━━ Input records
PR #11530, opened 2022-01-13
Don't expose serviceAccount token on default pod spec

tchellomello:
##### SUMMARY
We don't need to expose the `serviceAccount` token for the `default` SA  in containers group

##### ISSUE TYPE
 - Bugfix Pull Request

##### COMPONENT NAME

 - API

##### AWX VERSION

```
devel
```

##### ADDITIONAL INFORMATION

image

So even in a special case where the `spec` override does not include the `serviceAccount`, we can em `deepmerge()` and get it as well

```yaml
>>> pod_spec_override
{'apiVersion': 'v1',
 'kind': 'Pod',
 'metadata': {'labels': {'testing': 'mmello'}, 'namespace': 'ansible-devel'},
 'spec': {'containers': [''{'args': ['''ansible-runner',
                                   'worker',
                                   '--private-data-dir=/runner'],
                          'image': 'quay.io/ansible/awx-ee:latest',
                          'name': 'worker',
                          'volumeMounts': [''{'mountPath': '/shared_data',
                                            'name': 'awx-devel-test-claim'}]}],
          'volumes': [''{'name': 'awx-devel-test-claim',
                       'persistentVolumeClaim': {'claimName': 'awx-devel-test-claim'}}]}}
>>> pod_spec
{'apiVersion': 'v1',
 'kind': 'Pod',
 'metadata': {'labels': {'testing': 'mmello'}, 'namespace': 'ansible-devel'},
 'spec': {'automountServiceAccountToken': False,
          'containers': [''{'args': ['''ansible-runner',
                                   'worker',
                                   '--private-data-dir=/runner'],
                          'image': 'quay.io/ansible/awx-ee:latest',
                          'name': 'worker',
                          'volumeMounts': [''{'mountPath': '/shared_data',
                                            'name': 'awx-devel-test-claim'}]}],
          'serviceAccountName': 'default',
          'volumes': [''{'name': 'awx-devel-test-claim',
                       'persistentVolumeClaim': {'claimName': 'awx-devel-test-claim'}}]}}

```

```yaml
kubectl get  pod -n ansible-devel automation-job-mmello2-102-54tdr -o yaml                                                                                 23:43:12
apiVersion: v1
kind: Pod
metadata:
  creationTimestamp: "2022-01-13T04:42:50Z"
  generateName: automation-job-mmello2-102-
  labels:
    ansible-awx: 14676f40-a717-4322-bd4c-0874d2157566
    ansible-awx-job-id: "102"
    testing: mmello
  name: automation-job-mmello2-102-54tdr
  namespace: ansible-devel
  resourceVersion: "69985425"
  uid: b11fafb8-18f6-43ff-8b82-52b07d457a51
spec:
  automountServiceAccountToken: false   <=== here
  containers:
  - args:
    - ansible-runner
    - worker
    - --private-data-dir=/runner
    image: quay.io/ansible/awx-ee:latest
    imagePullPolicy: Always
    name: worker
    resources: {}
    stdin: true
    stdinOnce: true
    terminationMessagePath: /dev/termination-log
    terminationMessagePolicy: File
    volumeMounts:
    - mountPath: /shared_data
      name: awx-devel-test-claim
  dnsPolicy: ClusterFirst
  enableServiceLinks: true
  nodeName: p50
  priority: 0
  restartPolicy: Never
  securityContext: {}
  serviceAccount: default  
  serviceAccountName: default   <==== here
  tolerations:
  - effect: NoExecute
    key: node.kubernetes.io/not-ready
    operator: Exists
    tolerationSeconds: 300
  - effect: NoExecute
    key: node.kubernetes.io/unreachable
    operator: Exists
    tolerationSeconds: 300
  volumes:
  - name: awx-devel-test-claim
    persistentVolumeClaim:
      claimName: awx-devel-test-claim
status:
  conditions:
  - lastProbeTime: null
    lastTransitionTime: "2022-01-13T04:42:50Z"
    status: "True"
    type: Initialized
  - lastProbeTime: null
    lastTransitionTime: "2022-01-13T04:42:54Z"
    status: "True"
    type: Ready
  - lastProbeTime: null
    lastTransitionTime: "2022-01-13T04:42:54Z"
    status: "True"
    type: ContainersReady
  - lastProbeTime: null
    lastTransitionTime: "2022-01-13T04:42:50Z"
    status: "True"
    type: PodScheduled
  containerStatuses:
  - containerID: cri-o://45306576c7cb4275a81a559f0c56e0c3233201db07793830a4156e9d01a8a06d
    image: quay.io/ansible/awx-ee:latest
    imageID: quay.io/ansible/awx-ee@sha256:05d2ddbb53a1cbfe12eb655b0c69c0bc72a712ec35458c30651d0d2582078e30
    lastState: {}
    name: worker
    ready: true
    restartCount: 0
    started: true
    state:
      running:
        startedAt: "2022-01-13T04:42:53Z"
  hostIP: 192.168.111.50
  phase: Running
  podIP: 10.233.67.184
  podIPs:
  - ip: 10.233.67.184
  qosClass: BestEffort
  startTime: "2022-01-13T04:42:50Z"
```

```

```

### DIFF
--- a/awx/main/utils/execution_environments.py
+++ b/awx/main/utils/execution_environments.py
@@ -31,6 +31,8 @@ def get_default_pod_spec():
         "kind": "Pod",
         "metadata": {"namespace": settings.AWX_CONTAINER_GROUP_DEFAULT_NAMESPACE},
         "spec": {
+            "serviceAccountName": "default",
+            "automountServiceAccountToken": False,
             "containers": [
                 {
                     "image": ee.image,


shanemcd:
It looks like the awx-operator CI checks are failing. I noticed this in the logs:

```
Error creating pod: v1.Pod.Spec: v1.PodSpec.AutomountServiceAccountToken: ReadBool: expect t or f, but found \", error found in #10 byte of ...
```

I'm also not sure how I feel about adding `automountServiceAccountToken` to the default pod spec. What was the reasoning for that? It's possible that folks have created role bindings against that user, and are using the `k8s` module to orchestrate things inside the EE... I know I have done that.

tchellomello:
@shanemcd thanks for pointing the CI error out. I hear you and I myself also have created a dedicated RBAC to allow playbooks to interact with the k8s cluster itself.  Tests are green now!

The idea for this patch is to provide the **least** possible access, as the default `serviceAccount` provides access read-only access to some objects which we could avoid out of the box. Since we don't also specify the `serviceAccountName` in the pod spec, that means we will use the default `serviceAccount` for that.  If the user needs to extend the RBAC to allow more granular permissions on the k8s cluster itself, it should be using a dedicated SA and not extending the default SA, as it most likely will expose access to any other pod running on that namespace under the very same SA. 

Having said this, the PR above we can knock this out as we determine the SA is default and we don't expose credentials by default. Any user that wants to modify it, still is possible, by creating their own SA and RBAC as usual. 

Please let me know if this provides more context about it. 

@Zokormazo @rooftopcellist  any thoughts?

shanemcd:
> the default serviceAccount provides access read-only access to some objects which we could avoid out of the box.

What kinds of things can it do that you're worried about? I didnt think it had access to much of anything. The [docs say](https://kubernetes.io/docs/reference/access-authn-authz/rbac/#service-account-permissions):

> Default RBAC policies grant scoped permissions to control-plane components, nodes, and controllers, but grant no permissions to service accounts outside the kube-system namespace (beyond discovery permissions given to all authenticated users).

I would like to keep the default pod spec as minimal as possible. I dont see a reason to go against the defaults here. 

Also, you dont have to create a different service account, you can create role bindings against the default service account or even change the default role binding.

tchellomello:
@shanemcd the idea was to make the pod spec as minimalist and secure as possible by default.  For example, assuming an RBAC gets applied to the `serviceaccount:default:default` then the launched pod will inherit that RBAC. In other words, for AWX users that want their pods to have access to their k8s API, they would need to extend the pod spec and enable it. 

```
kubectl auth can-i --list --as=system:serviceaccount:default:default
Resources                                       Non-Resource URLs                     Resource Names   Verbs
selfsubjectaccessreviews.authorization.k8s.io   []                                    []               [create]
selfsubjectrulesreviews.authorization.k8s.io    []                                    []               [create]
                                                [/.well-known/openid-configuration]   []               [get]
                                                [/api/*]                              []               [get]
                                                [/api]                                []               [get]
                                                [/apis/*]                             []               [get]
                                                [/apis]                               []               [get]
                                                [/healthz]                            []               [get]
                                                [/healthz]                            []               [get]
                                                [/livez]                              []               [get]
                                                [/livez]                              []               [get]
                                                [/openapi/*]                          []               [get]
                                                [/openapi]                            []               [get]
                                                [/openid/v1/jwks]                     []               [get]
                                                [/readyz]                             []               [get]
                                                [/readyz]                             []               [get]
                                                [/version/]                           []               [get]
                                                [/version/]                           []               [get]
                                                [/version]                            []               [get]
                                                [/version]                            []               [get]
```

Another alternative would be to create a dedicated SA to avoid undesired and mistakenly RBACs naively attached to the default SA. 

At the same time, I understand this introduces a new step for the AWX admin (like anything security-wise).  Assuming that an RBAC was intentionally and purposely created to the `serviceaccount:default`, then asking the user to modify the pod spec to expose the token is an extra step.  Therefore, we can close this for now and revisit it later if needed.

shanemcd (approved):
I think I've come around to the idea.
━━━━
What the exercise asks: Filter the records for the word "only" and show every line that has it.

Answer section:
The idea for this patch is to provide the **least** possible access, as the default `serviceAccount` provides access read-only access to some objects which we could avoid out of the box. Since we don't also specify the `serviceAccountName` in the pod spec, that means we will use the default `serviceAccount` for that.  If the user needs to extend the RBAC to allow more granular permissions on the k8s cluster itself, it should be using a dedicated SA and not extending the default SA, as it most likely will expose access to any other pod running on that namespace under the very same SA. 
> the default serviceAccount provides access read-only access to some objects which we could avoid out of the box.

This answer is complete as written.